* _Task inputs_:
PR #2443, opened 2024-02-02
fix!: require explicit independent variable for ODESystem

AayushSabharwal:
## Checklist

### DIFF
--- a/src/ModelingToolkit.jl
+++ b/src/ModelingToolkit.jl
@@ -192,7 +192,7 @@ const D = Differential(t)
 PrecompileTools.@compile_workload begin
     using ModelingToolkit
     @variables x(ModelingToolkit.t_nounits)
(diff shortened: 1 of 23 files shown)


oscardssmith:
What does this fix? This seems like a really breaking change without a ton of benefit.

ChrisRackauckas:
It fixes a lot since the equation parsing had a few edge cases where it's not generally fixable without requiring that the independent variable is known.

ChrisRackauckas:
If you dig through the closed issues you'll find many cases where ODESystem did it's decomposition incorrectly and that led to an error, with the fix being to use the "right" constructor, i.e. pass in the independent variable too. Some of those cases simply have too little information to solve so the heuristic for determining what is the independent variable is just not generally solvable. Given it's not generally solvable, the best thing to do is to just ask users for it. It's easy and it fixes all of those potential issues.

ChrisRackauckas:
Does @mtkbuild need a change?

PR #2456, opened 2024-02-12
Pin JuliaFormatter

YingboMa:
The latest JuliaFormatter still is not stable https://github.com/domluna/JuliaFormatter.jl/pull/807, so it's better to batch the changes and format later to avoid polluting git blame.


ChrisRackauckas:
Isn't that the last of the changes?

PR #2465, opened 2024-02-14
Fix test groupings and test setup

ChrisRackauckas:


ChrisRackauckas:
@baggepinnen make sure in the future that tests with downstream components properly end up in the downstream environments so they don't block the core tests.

==

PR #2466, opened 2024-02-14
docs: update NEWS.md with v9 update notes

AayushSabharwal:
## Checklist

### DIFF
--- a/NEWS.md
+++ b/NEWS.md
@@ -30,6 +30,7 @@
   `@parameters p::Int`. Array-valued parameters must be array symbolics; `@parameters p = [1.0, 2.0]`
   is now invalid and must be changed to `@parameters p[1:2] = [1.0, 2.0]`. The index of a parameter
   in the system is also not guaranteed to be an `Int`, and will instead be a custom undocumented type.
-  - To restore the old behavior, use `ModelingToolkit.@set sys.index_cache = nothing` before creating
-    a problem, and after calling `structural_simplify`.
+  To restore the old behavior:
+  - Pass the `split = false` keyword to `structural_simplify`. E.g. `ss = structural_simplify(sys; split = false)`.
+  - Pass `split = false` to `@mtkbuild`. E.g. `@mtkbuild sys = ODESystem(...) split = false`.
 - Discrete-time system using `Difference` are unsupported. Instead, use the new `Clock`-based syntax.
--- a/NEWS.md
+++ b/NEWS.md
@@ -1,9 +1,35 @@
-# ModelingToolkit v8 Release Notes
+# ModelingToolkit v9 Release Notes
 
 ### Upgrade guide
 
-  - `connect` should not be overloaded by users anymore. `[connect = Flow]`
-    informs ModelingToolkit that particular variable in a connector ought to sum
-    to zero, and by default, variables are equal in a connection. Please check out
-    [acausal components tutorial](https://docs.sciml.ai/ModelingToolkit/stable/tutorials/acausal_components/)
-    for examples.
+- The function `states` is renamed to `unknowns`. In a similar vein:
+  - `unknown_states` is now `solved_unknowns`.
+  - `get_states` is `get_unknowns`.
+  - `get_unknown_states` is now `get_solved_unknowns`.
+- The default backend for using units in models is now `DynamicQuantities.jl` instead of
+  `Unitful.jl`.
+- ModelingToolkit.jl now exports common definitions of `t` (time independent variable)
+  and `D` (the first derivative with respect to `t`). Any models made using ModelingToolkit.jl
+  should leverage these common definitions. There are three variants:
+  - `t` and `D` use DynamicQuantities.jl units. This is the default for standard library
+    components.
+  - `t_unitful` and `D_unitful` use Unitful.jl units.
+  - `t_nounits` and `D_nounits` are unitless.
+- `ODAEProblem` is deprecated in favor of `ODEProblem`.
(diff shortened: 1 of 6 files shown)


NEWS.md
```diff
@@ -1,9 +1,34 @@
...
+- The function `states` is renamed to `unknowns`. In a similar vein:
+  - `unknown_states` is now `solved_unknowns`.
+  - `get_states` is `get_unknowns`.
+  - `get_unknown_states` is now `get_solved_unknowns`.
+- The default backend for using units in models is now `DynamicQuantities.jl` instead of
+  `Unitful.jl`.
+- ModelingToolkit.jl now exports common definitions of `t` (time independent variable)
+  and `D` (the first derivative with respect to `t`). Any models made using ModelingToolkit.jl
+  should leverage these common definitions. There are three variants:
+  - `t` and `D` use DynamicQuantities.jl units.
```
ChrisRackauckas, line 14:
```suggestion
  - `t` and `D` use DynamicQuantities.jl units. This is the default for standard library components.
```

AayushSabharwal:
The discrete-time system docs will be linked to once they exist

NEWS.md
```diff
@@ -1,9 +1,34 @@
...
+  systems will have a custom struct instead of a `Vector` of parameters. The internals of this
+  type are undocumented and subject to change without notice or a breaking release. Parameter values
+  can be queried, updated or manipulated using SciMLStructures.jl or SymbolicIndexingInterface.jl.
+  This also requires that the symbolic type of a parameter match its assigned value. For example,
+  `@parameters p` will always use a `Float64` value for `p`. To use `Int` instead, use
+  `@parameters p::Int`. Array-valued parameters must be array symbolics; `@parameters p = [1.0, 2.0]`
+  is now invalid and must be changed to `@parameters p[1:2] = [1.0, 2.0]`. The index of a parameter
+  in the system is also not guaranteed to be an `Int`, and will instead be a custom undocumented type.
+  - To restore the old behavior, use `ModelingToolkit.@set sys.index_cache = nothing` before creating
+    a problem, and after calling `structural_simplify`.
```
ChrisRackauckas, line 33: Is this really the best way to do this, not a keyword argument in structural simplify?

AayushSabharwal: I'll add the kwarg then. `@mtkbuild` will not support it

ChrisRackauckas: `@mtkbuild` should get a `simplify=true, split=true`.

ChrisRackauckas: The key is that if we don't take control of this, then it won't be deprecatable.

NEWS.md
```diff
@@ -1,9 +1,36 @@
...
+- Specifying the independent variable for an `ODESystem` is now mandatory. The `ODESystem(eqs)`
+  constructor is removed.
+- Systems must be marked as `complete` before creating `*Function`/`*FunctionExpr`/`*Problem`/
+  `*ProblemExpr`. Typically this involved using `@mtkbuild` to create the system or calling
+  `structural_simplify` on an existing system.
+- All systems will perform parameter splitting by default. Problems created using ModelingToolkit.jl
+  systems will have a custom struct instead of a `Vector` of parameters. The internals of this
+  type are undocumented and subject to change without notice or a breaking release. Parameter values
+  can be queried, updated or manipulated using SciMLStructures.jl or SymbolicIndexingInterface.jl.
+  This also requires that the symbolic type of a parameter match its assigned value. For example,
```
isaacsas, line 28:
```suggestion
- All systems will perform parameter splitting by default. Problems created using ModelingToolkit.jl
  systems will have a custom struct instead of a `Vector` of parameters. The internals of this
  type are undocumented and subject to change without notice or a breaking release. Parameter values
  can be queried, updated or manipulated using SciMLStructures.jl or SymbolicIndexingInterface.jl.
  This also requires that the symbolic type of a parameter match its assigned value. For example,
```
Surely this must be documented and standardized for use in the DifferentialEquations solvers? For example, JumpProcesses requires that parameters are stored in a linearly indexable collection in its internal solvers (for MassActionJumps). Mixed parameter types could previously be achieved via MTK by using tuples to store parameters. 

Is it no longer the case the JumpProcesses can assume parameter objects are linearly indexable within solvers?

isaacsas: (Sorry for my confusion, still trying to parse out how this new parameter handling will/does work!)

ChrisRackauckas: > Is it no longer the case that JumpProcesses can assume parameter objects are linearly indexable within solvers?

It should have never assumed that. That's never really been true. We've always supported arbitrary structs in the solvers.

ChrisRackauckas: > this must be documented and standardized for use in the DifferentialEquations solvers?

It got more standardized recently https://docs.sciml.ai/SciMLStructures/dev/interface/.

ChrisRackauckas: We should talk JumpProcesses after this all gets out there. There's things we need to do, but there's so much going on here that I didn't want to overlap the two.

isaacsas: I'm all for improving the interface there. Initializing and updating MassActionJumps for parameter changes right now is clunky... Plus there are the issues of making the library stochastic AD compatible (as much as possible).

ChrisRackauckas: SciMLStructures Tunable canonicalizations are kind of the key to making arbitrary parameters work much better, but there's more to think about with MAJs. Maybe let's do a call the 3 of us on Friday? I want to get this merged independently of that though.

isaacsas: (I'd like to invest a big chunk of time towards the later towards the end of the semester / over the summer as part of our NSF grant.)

* _What is expected_: Your response must be one number, namely how many lines of the data contain the string "JuliaFormatter".

* _Final answer_: 2